Les oiseaux des Laurentides   --   Chronique 38

Bruant chanteur :  Melospiza melodia, Song sparrow

Famille des Embérizidés : Gros-becs, cardinals, bruants…
245 espèces dans le monde,  89 en Amérique, 56 au Canada et 38 au Québec.


Identification  Photo : Pierre Bannon,  Chateauguay, 2 mars 2008
Voici le petit oiseau brun qui arrive parmi les premiers migrateurs du printemps et sera avec nous jusqu’en octobre. Dès son arrivée, il s’installe à la cime des arbres pour chanter presque toute la journée. Son chant très mélodieux et vif, commence habituellement par 3-4 notes genre "tioui, tioui, tioui", suivi d’un gazouillis riche et varié. On le reconnaît avec une tache au centre de sa poitrine fortement rayée. On dit « le bruant chanteur, on voit son cœur ». Il porte une petite calotte brun-roux avec une bande grise au centre. Il a des sourcils gris, deux moustaches brunes et une longue queue. Lorsqu’il vole, le bruant chanteur agite la queue de haut en bas. Dans les Laurentides, on compte 14 sortes de bruants, souvent dans les champs ou les endroits buissonneux envahis par les mauvaises herbes. Pour les distinguer, mentionnons que le bruant familier et hudsonien ont une grande calotte rousse et une poitrine grise sans rayures.

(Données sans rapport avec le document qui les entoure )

PR #2269, opened 2021-01-28
Fix forum title encoding re auto support topic creation link (#2150)

### LINKED ISSUE #2150: Create a forum support topic link has insufficient character escapes for title
On occasions, certain bug reports presented via our embedded "Houston, we've had a problem' page link (step 3) that normally helps in the creation of a pre-titled forum post results in a json output of the forum front page. On initial inspection it seems we are failing to adequately quote / escape Rockstor API error reports such that they do not translate, within the resulting URL, to forum URL requests. Hence if a Rockstor error contains for example:
```
&format=json
```
which is often the case, this is in turn interpreted by the forum to display in json.

And example of such a problematic report would be:
```
 Unknown internal error doing a GET to /api/netatalk?page=1&format=json&page_size=9000&count= 
```
or
```
Unknown internal error doing a GET to /api/users?page=1&format=json&page_size=9000&count=
```
We may well simply need to escape chars within suggested new topic titles thus:
```
?	%3F
=	%3D
&	%26
```

phillxnet:
Add forum title encoding handlebars helper to properly encode the auto generated support forum topic creation link. This avoids the possible prior behaviour of inadvertent forum api activation via url API crossover between quoted Rockstor API error messages, used in the title, and actual forum apis. Resulting in failed forum topic creation.

Fixes #2150
Ready for review.

N.B. Please note that during testing a forum account will be required. Ideally one without elevated privileges due to the nature of the failure state (pre-pr).

## Testing
Please see issue text comment https://github.com/rockstor/rockstor-core/issues/2150#issuecomment-769324695 for the testing method/reproducer and proof of fix.

### DIFF
--- a/src/rockstor/storageadmin/static/storageadmin/js/router.js
+++ b/src/rockstor/storageadmin/static/storageadmin/js/router.js
@@ -834,6 +834,15 @@ Handlebars.registerHelper('sidenav', function(condition) {
     }
     return new Handlebars.SafeString(html);
 });
+
+// https://developer.mozilla.org/en-US/docs/Web/JavaScript/Reference/Global_Objects/encodeURIComponent
+// attempt to conform to https://tools.ietf.org/html/rfc3986
+Handlebars.registerHelper('clean_forum_title', function(err_detail) {
+    return encodeURIComponent(err_detail).replace(/[!'()*]/g, function(c) {
+        return '%' + c.charCodeAt(0).toString(16);
+    });
+});
+
 //Initiate the router
 var app_router = new AppRouter;
 //###Render the view###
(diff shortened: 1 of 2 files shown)


FroggyFlox (approved):
@phillxnet,

I can build from source with this branch without problem, and I could reproduce the fix you detailed in the related comment. Upon opening the link in a new **private** browser tab, I was offered with sign-in/up dialog window from Discourse. I believe that would have failed prior to this PR...

The changes are small and thus very likely to be safe, despite fixing the encoding issue.
Thanks a lot!

phillxnet:
@FroggyFlox Thanks for the review. Much appreciated.

I also think this is a safe and useful addition and at least helps. I'll merge as-is since we can always re-visit. I think for example we could improve the user facing text here as well but all in good time.

PR #2271, opened 2021-01-30
repeated log errors on disabled quotas (#2236)

### LINKED ISSUE #2236: Repeated Log Errors for shares with disabled quotas
Probably just a bit of LOG housekeeping really, but currently shares with quotas disabled are being repeatedly logged as Errors.  Example extract from Rockstor Log:

[16/Dec/2020 18:27:33] ERROR [system.osi:174] non-zero code(1) returned by command: ['/usr/sbin/btrfs', 'qgroup', 'show', '/mnt2/ROOT/home']. output: [''] error: ["ERROR: can't list qgroups: quotas not enabled", '']

Logs are repeatedly filled with this 'ERROR', which isn't an error as ROOT pool share quotas are disabled by default, and other non-ROOT share quotas might also be disabled by user.  This information could be of use at times when tracking down other errors, so could these items be managed separately as DEBUG to avoid unnecessary filling of logs?

phillxnet:
Remove explicit logging of key 'btrfs qgroup show' commands to avoid excessive log spamming. As we have now supported the pool quota disabled state mostly successfully for some time we can remove the initial default of always logging these commands which are reported as errors by the underlying btrfs commands when quotas are disabled on the parent pool. And hence are at odds with their supported state within the Rockstor Web-UI. In most common cases we catch and log as info in addition to the prior 'raw' command log.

Le bruant des prés lui ressemble mais avec du jaune au sourcil et une queue encochée plus courte.

Habitat et nidification
Il habite partout au sud du Québec, dans les régions habitées, jusqu’aux Iles de la Madeleine. Il fait son nid au sol, dans un buisson ou un petit arbuste, rarement dans les forêts matures. L’extérieur est composé de brins d’herbe, de plantes, de morceaux d’écorce et de feuilles. L’intérieur est tapissé d’herbes plus fines, de racines et de poils. La femelle assure seule l'incubation des 3 à 5 œufs pendant 12-13 jours. Le mâle la nourrit pendant ce temps. A la naissance, les petits sont nourris par les deux parents qui le feront aussi pendant 10-12 jours après la sortie du nid. En octobre ils nous quittent pour le sud des États-Unis jusqu’au Mexique.

Comportement
Le mâle revendique un terrain de 50 mètres de coté, soit 2500 mètres carrés pour établir sa propriété. En s’installant bien en vue, il chante pour attirer une femelle et plus tard pour identifier son territoire. En mai, pendant la parade nuptiale, le mâle pique en direction de la femelle qui pour montrer son accord, émet une trille. Fait intéressant à signaler, les bruants chanteurs mâles d’une même région possèdent un répertoire de chants qui leur sont propres. Ainsi, les airs émis par les oiseaux de la région de Montréal se ressemblent entre eux, mais diffèrent beaucoup de ceux de la région de Québec ou des Laurentides. L’étendue du répertoire des chants varie aussi car les oiseaux de Montréal ont 7 à 11 chants, ceux de New-York en ont jusqu’à 20. Nous comprenons mieux pourquoi nos experts ont parfois des doutes lors de l’identification au chant…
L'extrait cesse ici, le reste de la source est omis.